**Required action:**
Write the records out once more, so that nothing differs from the original.

**Given data:**
======

PR #686, opened 2015-07-20
BF: Make buildbot Pyhon26-32 happy

MarcCote:
Replaced an `assert_equal` with an `assert_almost_equal`.
http://nipy.bic.berkeley.edu/builders/dipy-py2.6-32/builds/551/steps/shell_6/logs/stdio

### DIFF
--- a/dipy/segment/tests/test_metric.py
+++ b/dipy/segment/tests/test_metric.py
@@ -174,7 +174,7 @@ def test_metric_cosine():
             if metric.are_compatible(f1.shape, f2.shape):
                 distance = metric.dist(f1, f2)
                 if np.all(f1 == f2):
-                    assert_equal(distance, 0.)
+                    assert_almost_equal(distance, 0.)
 
                 assert_almost_equal(distance, dipymetric.dist(metric, s1, s2))
                 assert_true(distance >= 0.)


dipy/segment/tests/test_metric.py
```diff
@@ -174,7 +174,7 @@ def dist(self, v1, v2):
             if metric.are_compatible(f1.shape, f2.shape):
                 distance = metric.dist(f1, f2)
                 if np.all(f1 == f2):
-                    assert_equal(distance, 0.)
+                    assert_almost_equal(distance, 0.)
```
matthew-brett: Is it obvious why the distance would not be exactly 0 if the vectors are exactly equal on win32?

MarcCote: There is no check verifying if the two vectors are equal in the distance function. My guess is that there is a loss of precision at lines [141](https://github.com/nipy/dipy/pull/686/files#diff-e5143f1d5de219e5851a71755ddae0b4L141)-[143](https://github.com/nipy/dipy/pull/686/files#diff-e5143f1d5de219e5851a71755ddae0b4L143), `cos_theta` must be less than 1.
```python
v1_normed = v1.astype(np.float64) / norm(v1.astype(np.float64))
v2_normed = v2.astype(np.float64) / norm(v2.astype(np.float64))
cos_theta = np.dot(v1_normed, v2_normed.T)
```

======

**Task response:**
PR #686, opened 2015-07-20
BF: Make buildbot Pyhon26-32 happy

MarcCote:
Replaced an `assert_equal` with an `assert_almost_equal`.
http://nipy.bic.berkeley.edu/builders/dipy-py2.6-32/builds/551/steps/shell_6/logs/stdio

### DIFF
--- a/dipy/segment/tests/test_metric.py
+++ b/dipy/segment/tests/test_metric.py
@@ -174,7 +174,7 @@ def test_metric_cosine():
             if metric.are_compatible(f1.shape, f2.shape):
                 distance = metric.dist(f1, f2)
                 if np.all(f1 == f2):
-                    assert_equal(distance, 0.)
+                    assert_almost_equal(distance, 0.)
 
                 assert_almost_equal(distance, dipymetric.dist(metric, s1, s2))
                 assert_true(distance >= 0.)


dipy/segment/tests/test_metric.py
```diff
@@ -174,7 +174,7 @@ def dist(self, v1, v2):
             if metric.are_compatible(f1.shape, f2.shape):
                 distance = metric.dist(f1, f2)
                 if np.all(f1 == f2):
-                    assert_equal(distance, 0.)
+                    assert_almost_equal(distance, 0.)
```
matthew-brett: Is it obvious why the distance would not be exactly 0 if the vectors are exactly equal on win32?

MarcCote: There is no check verifying if the two vectors are equal in the distance function. My guess is that there is a loss of precision at lines [141](https://github.com/nipy/dipy/pull/686/files#diff-e5143f1d5de219e5851a71755ddae0b4L141)-[143](https://github.com/nipy/dipy/pull/686/files#diff-e5143f1d5de219e5851a71755ddae0b4L143), `cos_theta` must be less than 1.
```python
v1_normed = v1.astype(np.float64) / norm(v1.astype(np.float64))
v2_normed = v2.astype(np.float64) / norm(v2.astype(np.float64))
cos_theta = np.dot(v1_normed, v2_normed.T)
```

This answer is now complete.